Шрифт:
Ты смотри! А я и не знал, что мы сдали немцам столько «населенных пунктов»!
По дороге домой
Поезда ходят не по расписанию, а по «блату». Хотя у папы есть распоряжение самого наркома путей сообщения — прицеплять наш вагон без всякой очереди, — я сам видел, очень красивая бумага. Вот с такой с печатью!
— Это еще ни хрена не значит, — как выразился мой папа, — бумага, эт-самое, может подействовать, а можно на нее и наплевать с высокой горы. Все зависит только от начальника станции. А к начальнику, эт-самое, нужен особый подход…
Папа пошел с «подходом». Он набрал целый пакет водки, американских свинячьих консервов и отправился на вокзал.
Начальником станции оказался «хороший мужик и свой в доску», который все сделал лучшим образом. Вечером ожидается пассажирский поезд, к которому нас прицепят теперь без всяких разговоров.
Я пошел прощаться во двор с ребятами. Мама дала мне конфет, целый пакет, из тех, что привез папа от Рокоссовского. Ленке я решил подарить свой мячик, а Котику — марки. Но Котика нигде не было. Он не любил прощаться и куда-то умотал. Так что этот альбом возвращался со мной в Москву. И я подумал, что это хороший знак.
Может быть, Шурка Васин еще объявится живым и научит меня, как надо собирать марки.
В эвакуации я стал очень суеверным, хотя пионер должен верить только в товарища Сталина и родное Советское правительство, как утверждала наша Таисия. Но у меня есть все основания думать, что наша училка сама вдрызг такая. У меня мама не очень суеверная, а папа очень. Он ни за что не пойдет, если ему кошка перебежала дорогу. Пути не будет! И еще он терпеть не может «бабу с пустыми ведрами». К безденежью! А еще много чего…
Я думаю, что это после тюрьмы он стал таким суеверным. А я — после смерти дедушки Бориспалыча. В тот вечер я поднимался домой через две ступеньки, а за перила не держался. Надо было держаться… И дедушка, может быть, и не умер в тот вечер.

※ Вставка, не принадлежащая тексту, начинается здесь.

Issue #238, opened 2025-01-09
Containerd Base path moved in classic snap


addyess:
### Bug Description

There was a time that the containerd base path was `/var/snap/k8s/common/etc/containerd/` in all the flavors of the snap, but somewhere around https://github.com/canonical/k8s-snap/pull/817, the path moved to `/etc/containerd` on the classic snap.

The charm didn't change (and had no way to know the containerd base path moved) and therefore now it is broke writing to the wrong directory for custom containerd registries

### To Reproduce

Write a custom registry -- it doesn't do anything
```sh
juju config k8s containerd-custom-registries='[{"url": "http://10.131.231.165:5000", "host": "docker.io"}]
```

### Environment

run it anywhere, its broken all over

### Relevant log output

```shell
N/A
```

addyess:
Resolved with #239

PR #310, opened 2025-02-06
containerd base dir is in the oddest nested spot for reasons...

addyess:
Again address issue #238 

* Honestly, this is the last time it needs to change. 

* We'll need to backport to 1.32


asbalderson:
this makes sense to me +1

eaudetcobello (approved):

На вокзал пришли все мои друзья из класса. Герка, Борька и Левка. Алиевич без остановки смеялся, Шифер мрачно оглядывался, а Ноздрун все время шмыгал носом, как будто у него насморк.
Мне даже в голову не пришло напоминать ему о нашем «поединке». В такой исторический момент, все уже казалось такой пустяковиной! Мы попрощались как мужчина с мужчиной — крепко, за руку.

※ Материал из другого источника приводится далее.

PR #313, opened 2025-02-07
Improve external load balancer endpoint testing

HomayoonAlimohammadi:
### Overview
This PR improves testing around external load balancer endpoint.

— Как только Орел возьмут, мы с отцом сразу туда смотаемся, мать искать, — сказал он, когда я уже стоял на ступеньках.
— Будешь проезжать Москву — заходи обязательно. Адрес у тебя в тетрадке по письму, помнишь?
Писать мы не договаривались. Это девчонки любят письма строчить. А мы, мужчины, — не очень.

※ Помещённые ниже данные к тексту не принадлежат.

PR #317, opened 2025-02-08
Catch httpx.ConnectError as a cluster-inspect error

addyess:
fix: catch connection errors in update-status

Encountered this error in a [pr run](https://github.com/canonical/k8s-operator/actions/runs/13218324114/job/36900410921?pr=316) and [here](https://github.com/canonical/k8s-operator/actions/runs/13218325363/job/36900429445?pr=301).  It seems like a bit of a race condition, but the charm erred so let's look out for these situations.


HomayoonAlimohammadi (approved):
Thanks a lot @addyess! LGTM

— Сейчас будем отправляться, — заскрипела проводница.
Уж откуда она это узнала, непонятно. Паровоз не свистел. В колокол на станции не били…
Мы расцеловались с родственниками. Все ж таки они нас приютили на целых два года!
Адельсидоровна просила ухаживать за могилкой Бориспалыча.
Она, канешно, плакала и шептала свой «азохенвей».
Поезд дернулся без свистка.
Пока-пока, Чкалов! Больше мы с тобой уже не встретимся никогда. Да и на карте тебя больше нет. На твоем месте теперь город Оренбург! Ну и ладно. Спасибо тебе, старый! Все ж таки я здесь научился плавать по-собачьи, считать столбиком, меня приняли в пионеры и заставили подумать о смысле жизни! И вообще я вырос на полголовы.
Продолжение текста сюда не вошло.